Checklists are used to keep tasks on track and make sure nothing goes missed. Checklists are tools not only used in translation but also in other everyday tasks. Checklists are something everyone at every phase of the translation project can use to ensure that everyone working on the translation can deliver confident completed work.
A translation QA checklist should include all things from linguists who are qualified, glossaries, style guides, final reviews, proofreading and many more. Doing these things alone is not enough, but when brought together it is the same as baking a cake.
All check lists should include the T-E-P Process, or the translated, edit, proof process. These are the most crucial steps. These 3 steps are the foundation to a successful quality assurance check list.
While this may seem pretty straightforward – there are some steps behind the process as well.
Translations should be completed by a professional in-country, native speaker. The linguist should also have knowledge of the content being translated and the industry and field behind it. Linguists also must pay attention to the glossary, style and grammar that should be used. The translator handles a bulk of the process and starts off the quality assurance.
Editing is the next step in the QA process. Editing is putting an additional set of eyes on your document to help make sure everything makes sense. This helps to ensure that the requirements for the project were followed, including things like the translation of product names, or anything else that may have slipped through the crack.
Editing is also a crucial step if more than one linguist worked on the file, which is common on urgent projects. While we do not do this often, it is required when the customer has a short deadline and many words needed to be translated. The editors main job is to establish the requirements for style, glossary, and terminology among other things have all been followed.

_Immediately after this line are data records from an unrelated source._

PR #142, opened 2018-10-26
Fix broken URL to installation doc

aseembajaj:
The links to installation doc were broken, perhaps it was a typo or maybe installation document was relocated from "installation" directory to "installation.md". In either case, making this change fixes the problem.


andreynering:
Hey @aseembajaj, thanks for your contribution!

This was actually intentional, because these docs are optimized for reading on https://taskfile.org and not GitHub.

I just tried and discovered that Docsify just strips `.md` from the links, though. So you patch makes sense, and I'll also apply them to other links not covered by this PR. 🙂

PR #152, opened 2018-12-06
Add Scoop

lambdalisue:
Task is now available on Scoop for Windows users.
https://github.com/lukesampson/scoop-extras/pull/1485

### DIFF
--- a/docs/README.md
+++ b/docs/README.md
@@ -28,8 +28,8 @@ guide to check the full schema documentation and Task features.
 ## Features
 
 - [Easy installation](installation.md): just download a single binary, add to
-  $PATH and you're done! Or you can also install using [Homebrew][homebrew] or
-  [Snapcraft][snapcraft] if you want;
+  $PATH and you're done! Or you can also install using [Homebrew][homebrew],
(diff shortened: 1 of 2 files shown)


andreynering:
Hi @lambdalisue, thanks for opening this PR!

Who will be responsible to update the version on each release? I could do that, but I wouldn't be properly testing if that install method is correctly working on each release. Ideally should be made by someone else.

In that case, I'd also like to mention in the documentation that is this a community owned install method.

lambdalisue:
> Who will be responsible to update the version on each release? I could do that, but I wouldn't be properly testing if that install method is correctly working on each release. Ideally should be made by someone else.

Well, actually I use Windows just for testing so I don't think I notice that the version in scoop-extra is outdated on each release unfortunately.

andreynering:
Hey @lambdalisue, it seems that the owners are actually updating versions: https://github.com/lukesampson/scoop-extras/commit/d7f1a76a15acf8f224ce29015bc2628a845fbdc1

That's great! I'll merge this and do a small change on the wording to make it clear this is a community owned install method.

PR #170, opened 2019-01-30
Passing tests on Windows (GitBash)

mikynov:
This PR is trying to fix two failing tests when running from GitBash on Windows.

1. **TestGenerates**: I believe backslashes must be replaced prior to call [execext.Expand()](https://github.com/mikynov/task/blob/468ff1824380169690441183cd392c51a479f003/internal/execext/exec.go#L74). Otherwise they are just removed what makes wrong filename (path) on Windows (```C:\Users``` becomes ```C:Users```). Windows are fine with slashes in filenames, thus this shouldn't break anything.
    This was an issue on Windows where generated files were not detected correctly and always regenerated (```sources``` and ```generates``` in  [status.IsUpToDate()](https://github.com/mikynov/task/blob/468ff1824380169690441183cd392c51a479f003/internal/status/timestamp.go#L17) were empty).

2. **TestExpand**: Tilda is not expanded properly on Windows. OS-specific Taskfile with ```USERPROFILE``` env. variable make a test to pass.

### DIFF
--- a/internal/status/glob.go
+++ b/internal/status/glob.go
@@ -14,7 +14,7 @@ func glob(dir string, globs []string) (files []string, err error) {
 		if !filepath.IsAbs(g) {
 			g = filepath.Join(dir, g)
 		}
-		g, err = execext.Expand(g)
+		g, err = execext.Expand(filepath.ToSlash(g))
 		if err != nil {
 			return nil, err
 		}
--- a/testdata/expand/Taskfile_windows.yml
+++ b/testdata/expand/Taskfile_windows.yml
@@ -1,0 +1,8 @@
+version: '2'
+
+tasks:
+  pwd:
+    cmds:
+      - pwd
+    dir: '$USERPROFILE'
+    silent: true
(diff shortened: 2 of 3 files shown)


andreynering:
Hey @mikynov,

Thanks a lot for opening this pull request and explaining in detail what you did and why.

I believe these issues are bugs on the [mvdan/sh](https://github.com/mvdan/sh) project, and I just opened an issue there: https://github.com/mvdan/sh/issues/356. I'll wait a bit to check if this PR will still be necessary.

Also, you reminded me that I need to setup a proper CI for Windows. I'll open another issue for it.

andreynering:
Hi again @mikynov,

OK, since the discussion on the other project will be longer, I just pushed your fix (with changes) to master: https://github.com/go-task/task/commit/5e49b38c333a48d52e337ea21793e31851cb8fb8

Not all tests will pass yet (since we still have the `~` not being expanded issue), but this should prevent some other issues on Windows.

Issue #107, opened 2018-03-22
Add help informations for a task 


skurtzemann:
## Request

Ability to add help informations for a task.

## Example

```
version: "2"

tasks:
  "gcloud:docker:push":
    desc: Push Docker image to Google cloud registry
    help: |
        Push Docker image to Google cloud registry.

        The env variable "DOCKER_IMAGE_FQN" define the Docker image name to push.
    silent: true
    cmds:
    - cmd: gcloud docker -- push {{.DOCKER_IMAGE_FQN}}
```

```
$ task -l
task: Available tasks for this project:
* gcloud:docker:push: 	Push Docker image to Google cloud registry
```

```
$ task help gcloud:docker:push

Push Docker image to Google cloud registry.

The env variable "DOCKER_IMAGE_FQN" define the Docker image name to push
```

## Finally

What do you think ?

andreynering:
Hi @skurtzemann! Thanks for the feature request.

I think this proposal makes sense. Since this would be easy to implement, I'll keep this open for potential contributors.

stephenwithav:
Simplest case: use [cobra](https://github.com/spf13/cobra) to add support for the help subcommand.

What do you think, @andreynering?

andreynering:
@skurtzemann I think I'd prefer to keep using `pflag` as the cli library

I think this should work the same as `-l`/`--list` flag, so beside it being a flag, it will work like a command:

```sh
task --help my:task:name
```

I'm not sure `pflag` allow overwrite the `--help` flag, though. Otherwise, we'd have to use [`pflag.Usage`](https://github.com/go-task/task/blob/master/cmd/task/task.go#L44) instead

stephenwithav:
`-h/--help` can be overridden with pflag.  See: [L102](https://github.com/spf13/pflag/blob/master/flag.go#L1002), [L949](https://github.com/spf13/pflag/blob/master/flag.go#L949).

Do we use another flag instead?

andreynering:
I think we can overwrite it then, but if given without any other argument, the behavior should be the same as today

Or, if someone have a better flag name ideia other than `--help`, I'm open to suggestions, but I couldn't think in any

smyrman:
I think sticking with `-h` and `--help` and the semantics that @andreynering suggests sounds like a good suggestion UX wise.

stephenwithav:
Look for a PR later today.  (-0400 GMT.)

stephenwithav:
[...]

PR #180, opened 2019-02-24
Display task summary

jaedle:
Adding a ``--summary`` flag for task to get more a summary of the task

See #107 

New field in task called `summary`
```yaml
version: '2'
tasks:
  release:
    deps: [build]
    summary: |
      Release your project to github

      It will build your project before starting the release it.
      Please make sure that you have set GITHUB_TOKEN before starting.
    cmds:
      - your-release-tool
  build:
    cmds:
      - your-build-tool
```

Output for `task --summary release`:

```
task: release

Release your project to github

It will build your project before starting the release it.
Please make sure that you have set GITHUB_TOKEN before starting.

dependencies:
 - build

commands:
 - your-release-tool
```

Behaviour:
- `--summary` will not execute the task
- `--summary` will display the summary of a task (see above)
- `--summary` will use description as fallback, if summary does not exist
- `--summary` will output a warning (or information), if no description/summary is present
- `--summary` will output the dependencies if there are any
- `--summary` will output the commands if there are any

Tests:
- Because there are a lot of edge-cases I decided to extract out a package (summary), which is completly unit tested with above named edge cases.
- There is an integration like test in `task_test.go`

Documentation is present for that feature


jaedle:
Usage:
```task --details some-task```

There are still some questions to me:
What should happen, if there is no detailed description for this task? 

- Outputting an error message makes perfect sense for me. 
- Should there be a non-zero exit value? I would guess no..

**Comment by tonobo** [comment]
Wouldn't it be cooler to have kind of inspect/describe command, which shows long description and the whole command specification?

**Comment by jaedle** [comment]
> Wouldn't it be cooler to have kind of inspect/describe command, which shows long description and the whole command specification?

I think there is a difference. Sometimes it makes sense, if you have preconditions or something like that, to document it. I think for that a ``details`` section makes perfect sense.
For other purposes I think your suggestion is also very good - but maybe in a different use case.

**Comment by tonobo** [comment]
I meant this in addition to your newly introduced keyword, it's pretty cool to give tasks a more detailed description. But the details context could print also the whole task in detail.

**Comment by jaedle** [comment]
Could you propose a sample output for this?

**Comment by tonobo** [comment]
I don't know maybe something like this ?

```
task: build

Pretty long description comes here Lorem ipsum dolor sit amet, 
consectetur adipiscing elit, sed do eiusmod tempor incididunt ut 
labore et dolore magna aliqua.

Dependencies:
  - lint
  - format

Commands:
  - sh -c "go build ..."
```

**Comment by jaedle** [comment]
My only concern about that is that the content of the taskfile would be duplicated. What is the use case for that instead of looking in the taskfile itself?

**Comment by tonobo** [comment]
Of course, same for the details. But it the taskfile might be included, so there is no direct way to see what happens when running this task.

**Comment by jaedle** [comment]
> Of course, same for the details. But it the taskfile might be included, so there is no direct way to see what happens when running this task.

That is convincing for me. 😊

**Comment by tonobo** [comment]
Great! :grin:

**Comment by andreynering** [comment]
Hi @jaedle,

Thanks for working on this.

I agree on having another flag and also on showing more information (like dependencies).

I'll take a look at the code in another moment.

In the meantime, what do you think of `--summary` instead of `--details`?

**Comment by andreynering** [comment]
Same for the attribute name, could be `summary:` instead of `details:`

**Comment by jaedle** [comment]
> Same for the attribute name, could be `summary:` instead of `details:`
Perfect, I'm gonna change this today/tomorrow.

> I agree on having another flag and also on showing more information (like dependencies).
Do you mind if this PR would add both flags/commands?
I liked the ``--inspect`` idea, it's quite close to docker.

**Comment by andreynering** [comment]
> Thanks for this great tool! For my hobby project and at my organization we're heavily using task. It's a great tool for automating stuff!

😄 

> Do you mind if this PR would add both flags/commands? I liked the `--inspect` idea, it's quite close to docker.

When I said, "having another flag", I meant other than `--help`(as initially suggested on the original issue).

IMHO we don't need separated `--summary` and `--inspect` flags. We can just show the additional info while calling `--summary`. Let me know if you disagree.

**Comment by jaedle** [comment]
Ready for review! :)

File: docs/usage.md [hunk 1]
```diff
@@ -542,6 +542,50 @@ would print the following output:
 * test:    Run all the go tests.
 ```
 
+## Display summary of task
```
andreynering: Thanks for writing documentation! 🙂

docs/usage.md
```diff
@@ -542,6 +542,50 @@ would print the following output:
...
+  release:
+    deps: [build]
+    summary: |
+      Release your project to github
+
+      It will build your project before starting the release it.
+      Please make sure that you have set GITHUB_TOKEN before starting.
+    cmds:
+      - your-release-tool
+  build:
```
andreynering: Missing an empty line here.

```suggestion

  build:
```

docs/usage.md
```diff
@@ -542,6 +542,50 @@ would print the following output:
...
+dependencies:
+ - build
+
+commands:
+ - your-release-tool
+```
+If a summary is missing, the description will be printed. 
+If the task does not have a summary or a description, a warning is printed.
+
+Please note: *showing the summary will not execute the command*
```
andreynering:
```suggestion
Please note: *showing the summary will not execute the command*.
```

internal/summary/summary.go
```diff
@@ -0,0 +1,79 @@
+package summary
+
+import (
+	"github.com/go-task/task/v2/internal/logger"
+	"github.com/go-task/task/v2/internal/taskfile"
+	"strings"
+)
```
andreynering: Please, separate imports by groups (stdlib, project packages, external libs):

```go
import (
	"strings"

	"github.com/go-task/task/v2/internal/logger"
	"github.com/go-task/task/v2/internal/taskfile"
)
```

internal/summary/summary_test.go
```diff
@@ -0,0 +1,170 @@
+package summary_test
+
+import (
+	"bytes"
+	"github.com/go-task/task/v2/internal/logger"
+	"github.com/go-task/task/v2/internal/summary"
+	"github.com/go-task/task/v2/internal/taskfile"
+	"github.com/stretchr/testify/assert"
+	"testing"
+)
```
andreynering: Same here:

```go
import (
	"bytes"
	"testing"

	"github.com/go-task/task/v2/internal/logger"
	"github.com/go-task/task/v2/internal/summary"
	"github.com/go-task/task/v2/internal/taskfile"

	"github.com/stretchr/testify/assert"
)
```

task.go
```diff
@@ -3,6 +3,7 @@ package task
 import (
 	"context"
 	"fmt"
+	"github.com/go-task/task/v2/internal/summary"
```
andreynering: Same here

internal/summary/summary.go
```diff
@@ -0,0 +1,79 @@
...
+	for i, line := range lines {
+		notLastLine := i+1 < len(lines)
+		if notLastLine || line != "" {
+			l.Outf(line)
+		}
+	}
+}
+
+func printTaskName(l *logger.Logger, t *taskfile.Task) {
+	l.Outf("task: " + t.Task)
```
andreynering:
```suggestion
	l.Outf("task: %s", t.Task)
```

internal/summary/summary_test.go
```diff
@@ -0,0 +1,170 @@
...
+		Deps: []*taskfile.Dep{
+			{Task: "dep1"},
+			{Task: "dep2"},
+			{Task: "dep3"},
+		},
+	}
+
+	summary.Print(&l, task)
+
+	assert.Contains(t, buffer.String(), "\ndependencies:\n"+" - dep1\n"+" - dep2\n"+" - dep3\n")
```
andreynering:
```suggestion
	assert.Contains(t, buffer.String(), "\ndependencies:\n - dep1\n - dep2\n - dep3\n")
```

task.go
```diff
@@ -62,6 +64,12 @@ func (e *Executor) Run(ctx context.Context, calls ...taskfile.Call) error {
 		}
 	}
 
+	if e.Summary {
+		firstTask := calls[0].Task
```
andreynering: Hey @jaedle,

The way it's implemented now, the `--summary` flag allows multiple tasks to be specified, but it'll only print the summary for the first one. E.g. `task --summary foo bar` will only print summary for `foo`.

IMHO we should either disallow more than one non-flag arguments or print the summary for all the specified tasks, with a two-empty-line break between then. I prefer the latter.

testdata/summary/Taskfile.yml
```diff
@@ -0,0 +1,26 @@
+version: 2
+
+tasks:
+
```
andreynering: Remove this empty line.

```suggestion
```

testdata/summary/Taskfile.yml
```diff
@@ -0,0 +1,26 @@
...
+  task-with-summary:
+    deps: [dependend-task-1,dependend-task-2]
```
andreynering:
```suggestion
    deps: [dependend-task-1, dependend-task-2]
```

task.go
jaedle: Hey @andreynering,

I completly agree on having multiple summaries. I‘ll change this.

jaedle:
> Hey @jaedle, great work with the code, tests and documentation! 👏 👏👏
> 
> Thanks for spending the time on work on this. I did just a few comments, but once addresses this is good to go.

Hey @andreynering,

thanks for the review. I‘m quite new to golang, so I really appreciate it! Fixes are comming next week 😊

task.go
```diff
@@ -62,6 +64,11 @@ func (e *Executor) Run(ctx context.Context, calls ...taskfile.Call) error {
 		}
 	}
 
+	if e.Summary {
+		summary.PrintAll(e.Logger, e.Taskfile, calls)
```
jaedle: I've been thinking hard to do this.
I think the task component (high level abstraction, only delegates to other components) should not care about a low level detail like spacing for the output of the summary.
To fix this, I added a `PrintAll` Method for the `summary`-package, which deals with it.

jaedle:
I really hope this is good to go! :)

andreynering:
@jaedle Thanks again!

If I can give you a friendly tip, next time try keeping a smaller number of commits.

jaedle:
> @jaedle Thanks again!
> 
> If I can give you a friendly tip, next time try keeping a smaller number of commits.

Thanks for the recommandation. I usally tend to squash merge, if you don‘t, I will squash the branch before raising the PR.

Proofing is the final step. This is the most important step in the entire process. The linguist who has this role carries a lot of responsibility as they make the final decision on the translations sounds and looks before it is returned back. These linguists are experts! Experts in style, terminology, and quality. They must have a true understanding on what is expected of the final document. This is also the person we turn to when there is a question regarding phrasing, word choice, or any other question the customer may have.
The final project is then sent back to the Project Manager to have one final look at the document before it is sent back to the customer.
While all these steps may seem time consuming and seem to add unneeded work to the translation since it could “just be translated right the first time” , may be a true statement but when working with Fortune 500 companies, legal documents, personal documents, manuals, medical documents, and so on… you need to ensure the quality of work that the customer is getting back is what they expected to receive back plus some.
This also saves time in the process as well. Without a process like this in place errors are more likely to be skipped. Companies with low rates per word usually do not have any type of T-E-P process in place, which results in sending iffy content back to customer. This process is also missed if translations are completed in house. If quality is the most important end result a translation company with a QA process in place.
Always remember each project is different, and no two projects should be treated as if they are the same. Analyzing the final content is always crucial in getting the project back to customer. Of course there are a lot smaller steps that go into each larger step that makes the process more effective.